“Call me early, watchman dear!”
But my parting with the theatre and stage life was not destined to be an agreeable one by any means. I made a shake-down bed on the stage, and “lay down my weary head.” It would be about midnight when I heard a rustling at the drop scene. In a few moments the scene commenced to rise, being rolled up by an unseen hand, and when it had been raised a few inches I was not a little “struck” to see a man’s head appearing underneath the curtain. Now this was a bit of real, earnest acting—none of your unnatural, unfinished style. It was so realistic that I scarce knew what to do. I, of course, first of all concluded that I was going to be robbed, or that something of much more consequence to myself was going to take place. The curtain was slowly and noislessly drawn up—it went higher and higher, until the human head which had at first appeared developed into a human body—a man. My nocturnal visitor wriggled through the opening onto my side of the stage. Fortunately I had by my side my walking-stick. Quickly and quietly I seized that weapon of defence, and before the stranger would have had time—had he even desired—to say “Jack Robinson,” I had dealt him a splendid blow on the side of the head with the stick. He groaned and rolled over, getting to the other side of the curtain. Then he resumed the perpendicular and took to his heels, without offering a word of explanation on the matter. I feel no qualm in saying that his exit was more hasty than his approach. I tried to think who my intruder could be, and my thoughts fixed upon the man who had been told off that night to commence watching the theatre.
RETURNING HOME
There was no more sleep for me that night, after the fore-going. I prepared myself, and in the early morning quitted the place where I spent a very pleasant part of my theatrical life. In the street I came across a policeman on his beat—not the one from Clayton West this time. I wished him “Good morning,” and passed on. From Barnsley I walked to Wakefield, and thence to Bradford, forward to Keighley by train.

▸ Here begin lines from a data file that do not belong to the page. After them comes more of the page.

PR #151, opened 2025-05-07
Added jax tridiagonal solver benchmark

jpbrodrick89:
Currently only the `lineax` Tridiagonal solver was used without a comparison to `jax`. This is addressed in this PR. However, due to 50 being a very small matrix size for meaningful tridiagonal benchmarks the results are quite noisy. The jax implementation bottoms out at around 1E-5 for an array size of 200. When benchmarks are more refined we should probably use different size benchmarks for different solvers (Cholesky is very slow and struggles immensely with a size of 200).


patrick-kidger:
Awesome! This makes sense to me as an addition. Merged :)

A RECOLLECTION OF KEAN, THE ACTOR
On my way to Keighley, I could not but turn over in my mind the thoughts relating to the friendships formed on the stage, or in connection therewith. I remember that one of the Barnsley company was an aged actor, Mr John Copeland. He interested himself very much in me, and gave me from time to time good advice. He told me to leave the stage, and take to some more reliable and permanent employment. He pictured himself as a result of sticking closely to the profession, saying he had had more than half-a-century of experience of its ups and downs. In his old age, though he loved the stage and warmly praised the art of acting, he held that the rewards were not commensurate to the skill employed, and that when these were forthcoming the temptations were so insidious as to be ruinous unless the moral atmosphere of the profession itself was purified. The old man’s ideal was high and he was fond of saying that with all its defects—defects which were largely caused by the professionals themselves—the drama and the art of portraying it would last as long as human nature. I was drawn to the old man, and felt for him. I often took his part, especially where he had to appear in a gross character. At his time of life, he did not like to blacken his face, and on one occasion when we were playing “Uncle Tiff,” the old man was grateful because I relieved him of that character. It was a pathetic part—a sort of nigger being left in charge of children after the parents’ death. Old Copeland was a good actor, and he told me of having travelled with Edmund Kean, the great tragedian. He was then about eighty years of age, and was brimful of anecdote and humour about men and things on the stage. He himself was an author of many MS. plays, and the most agreeable of company, being an educated man. But we had to part company as I have already stated, and I went home, pondering over his advice. Now, my pen writes these lines descriptive somewhat of the breaking apart from those noble hearts, and that still more noble art of the drama.
Thespis, O! Thespis, founder of that noble art,
Thou didst convey thy actors in a cart;
But here the simple Thespian has to pad,
And, though it makes his heart feel sad
To leave his friends so far behind—
Such friendship never more he’ll find,
Yet adieu! a heart-warm fond adieu!
Companions noble, poor and few!
This, I think, marks the completion of my connection with the stage world, and I cannot but feel that those who have scanned these few recollections of mine will have found them something more than an uneventful and cut-and-dried story.